▶ **Activity**
I would like you to return all of the records exactly as they stand.

▶ **Supplied data**
PR #7988, opened 2024-08-27
fix: project last seen at metrics

Tymek:
## About the changes
Read `last_seen_at` from correct table `last_seen_at_metrics`, instead of deprecated `feature.last_seen_at`


sjaanus (approved):
LG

▶ **Written answer**
PR #7988, opened 2024-08-27
fix: project last seen at metrics

Tymek:
## About the changes
Read `last_seen_at` from correct table `last_seen_at_metrics`, instead of deprecated `feature.last_seen_at`


sjaanus (approved):
LG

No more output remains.